Famend multi-hyphenate dance and theater artist Lynne Taylor-Corbett died on January 12, 2025, at age 78. For many years, her presence within the dance, musical theater, and leisure industries was substantial and continually evolving. She tailor-made her motion fashion to ballet corporations, fashionable dance teams, Broadway reveals, hit films, and commercials. The by means of line in her diversified work is an undercurrent of pleasure and humanity—of not taking something too severely.

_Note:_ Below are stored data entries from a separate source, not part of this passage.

PR #2228, opened 2025-01-22
[GSoC] Project list updates

xlxs4:
I'll make a single PR to update them all in one go. Changes are as indicated through prior discussion with the respective mentors

cc:
- JSServe + Makie: @SimonDanisch (commit msg is wrong, oops)
- Taija: @pat-alt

Taylor-Corbett was born and raised in Denver, considered one of six sisters. She was first launched to bop by means of her mom, who performed piano for native ballet courses. At 17, Taylor-Corbett moved to New York Metropolis to attend the College of American Ballet. (Whereas finding out, she labored as an usher at what was then referred to as the New York State Theater, the Lincoln Heart residence of New York Metropolis Ballet.) In 1967, she joined Alvin Ailey American Dance Theater, with which she carried out for 2 seasons. Over time she additionally danced in a number of Broadway reveals, together with Guarantees, Guarantees and A Refrain Line, the place she was an understudy for Cassie.
Finally she started experimenting with choreography. She shortly discovered that whereas technical excellence was essential, the sensation of the motion mattered most to her. “I noticed I used to be to work from my sensations in my dance, slightly than from mirror photos,” she mentioned in an interview with Dance Journal in 1976. “I’m not terrified of my picture as a dancer. It’s simply one thing I discover pleasure in, not one thing I hold my ego on.” Her seek for an natural high quality inside motion led her to create works that emphasised storytelling, humor, and absurdity, whereas additionally holding tightly to musicality and approach.

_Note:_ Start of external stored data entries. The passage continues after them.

PR #2230, opened 2025-01-23
Remove JuliaGenAI GSoC projects from last year

svilupp:
Could you please review @xlxs4 ?

cc @cpfiffer for visibility


cpfiffer:
Works for me!

PR #2238, opened 2025-02-07
GSOC proposal for FastDifferentiation.jl

brianguenter:
@xlxs4 This is my proposal for GSOC.


xlxs4:
Thanks for the writeup @brianguenter! A few comments:
- Maybe add a high-level description of `FastDifferentiation`?
- As stated in the [GSoC docs](https://google.github.io/gsocguides/mentor/defining-a-project-ideas-list), it's good to not provide a fleshed-out plan on how to see the project through. I was wondering, however, if the `Expected Outcome` sections could be slightly rephrased to be a bit more specific?
- Similarly, perhaps consider rephrasing some of the text in `Recommended Skills` -- I can understand how, e.g., the first listed project requires mostly experience with the Julia programming language, but doesn't the second project depend more on the theoretical background? Reading off of "[...] as well as some theoretical work to determine which higher order terms can be reused."

LGTM other than these minor comments

brianguenter:
@xlxs4 thanks for the suggestions. I've made changes 1 and 3 you suggested. 

Not sure how to do 2 without being redundant, i.e., repeating in the Expected Outcome section what was already stated in the description of work. Do you think this is necessary? Can you point me to an example to help me understand what Google is expecting in this section? I looked at a couple of the other proposals and their Expected Outcome sections look very similar to mine, or they don't have this section at all.

xlxs4:
It's great as it is. LGTM @ViralBShah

In 1972 she turned considered one of 5 founding members of Theatre Dance Assortment, an ensemble that created extremely theatrical items mixing all of these components. As her repute grew, she started to obtain a gradual circulate of fee requests and job presents from varied corners of the leisure world. Maybe the highest-profile was 1984’s Footloose—her thrashy, angsty motion for star Kevin Bacon turned immediately iconic. In ballet, she developed a detailed relationship with Carolina Ballet, and created or set items for American Ballet Theatre, New York Metropolis Ballet, Pacific Northwest Ballet, and Miami Metropolis Ballet. She choreographed seven Broadway reveals, together with Chess, Titanic, and 1999’s Swing!, for which she acquired Tony nominations for her choreography and course. She taught courses everywhere in the nation, continued to work continuously in movie and tv, and lent her strikes to commercials and industrials for quite a lot of manufacturers.

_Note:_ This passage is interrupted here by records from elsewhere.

PR #2243, opened 2025-02-09
Change Star and Support buttons to make all match

nimthenimble:
# Before 
Screenshot 2025-02-09 at 23 19 03

---

# After 
Screenshot 2025-02-09 at 23 19 54

### DIFF
--- a/_layout/navbar.html
+++ b/_layout/navbar.html
@@ -32,7 +32,7 @@
           </ul>
           <div class="navbar-action-buttons d-flex gap-4">
               <a class="btn btn-outline-dark btn-sm btn-star" href="https://github.com/JuliaLang/julia" target="_blank">⭐ Star</a>
-              <a class="btn btn-danger btn-sm btn-sponsor" href="https://github.com/sponsors/julialang" target="_blank">❤️ Sponsor</a>
+              <a class="github-button" href="https://github.com/sponsors/julialang" data-icon="octicon-heart" data-size="large" aria-label="Sponsor @julialang on GitHub">Sponsor</a>
           </div>
       </div>
   </div>
--- a/_layout/navbar.html
+++ b/_layout/navbar.html
@@ -31,7 +31,7 @@
               </li>
           </ul>
           <div class="navbar-action-buttons d-flex gap-4">
-              <a class="btn btn-outline-dark btn-sm btn-star" href="https://github.com/JuliaLang/julia" target="_blank">⭐ Star</a>
+              <a class="github-button" href="https://github.com/JuliaLang/julia" data-icon="octicon-star" data-size="large" data-show-count="true" aria-label="Star JuliaLang/julia on GitHub">Star</a>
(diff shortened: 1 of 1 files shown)


_layout/navbar.html
```diff
@@ -31,12 +31,12 @@
...
+              <a class="github-button" href="https://github.com/sponsors/julialang" data-icon="octicon-heart" data-size="large" aria-label="Sponsor @julialang on GitHub">Sponsor</a>
           </div>
       </div>
   </div>
 </nav>
 <link href="https://cdn.jsdelivr.net/npm/bootstrap@5.3.0/dist/css/bootstrap.min.css" rel="stylesheet">
 
-<script src="https://cdn.jsdelivr.net/npm/bootstrap@5.3.0/dist/js/bootstrap.bundle.min.js"></script>
\ No newline at end of file
+<script src="https://cdn.jsdelivr.net/npm/bootstrap@5.3.0/dist/js/bootstrap.bundle.min.js"></script>
```
nsajko, line 42: Best to avoid unrelated whitespace changes.

nimthenimble: Understood

nimthenimble: Understood. What do you think about the PR?

giordano, line 42:
```suggestion
<script src="https://cdn.jsdelivr.net/npm/bootstrap@5.3.0/dist/js/bootstrap.bundle.min.js"></script>

```

cormullion:
There are now two star counters? 🤔

xlxs4:
If we remove the bottom right star button, I prefer the new look

cormullion:
I think the github logo (octocat) would be better.

_layout/navbar.html
nsajko: @nimthenimble please accept this suggestion, to avoid unrelated whitespace changes, as discussed above.

nsajko: oops now i see this suggestion actually adds a newline?

nsajko: IMO the PR diff should change lines just for changing whitespace, in any case (unless that's the only thing the PR does)

nsajko:
I can't really help with reviewing, sorry, Web isn't usually my thing.

nimthenimble:
@nsajko Who is the user who specialises the most in reviewing web PR's?

nsajko:
IMO it doesn't make sense to ping people for review right away after pushing. Give potential reviewers some time before pinging :smile:. 24 hours for example. Plenty people already commented here, so they're probably still subscribed anyway, and will get notified on your every push. Point being, have patience.

However, if there's no new review activity in a couple of days, then definitely start being annoying :wink:.

ViralBShah:
Is this ready? I have approved the workflow for CI

nimthenimble:
So is this getting approved?

cormullion:
Is it much of an improvement? 🤔

ViralBShah:
Let's merge and see how it is.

She loved working with actors who didn’t have any dance coaching, and utilizing motion to unlock a extra kinetic vitality in a efficiency. “My very own private excessive is working with wildly numerous performers who fill me with inspiration,” she wrote in a 1991essay for this journal. In a subsequent profile, in 1997, she mentioned, “I wish to report on what I’m seeing. If I’ve a contribution to make, it’s a view of what’s occurring round me. It’s additionally a extra deeply felt impression of what’s in me.”
Within the last years of her life, Taylor-Corbett and her son Shaun co-wrote a musical, Distant Thunder, telling the story of a person who was taken from his native Blackfeet tribe as a toddler. It premiered at A.R.T./New York Theatres final fall with course and choreography by Taylor-Corbett.
In a collection of social media posts about their final days collectively, Shaun recounted dancing within the hospital room together with his mom. “She danced with the identical pleasure and abandon she all the time had since she was a younger lady,” he wrote. “She maintained a childlike innocence and pleasure for the world that by no means diminished.”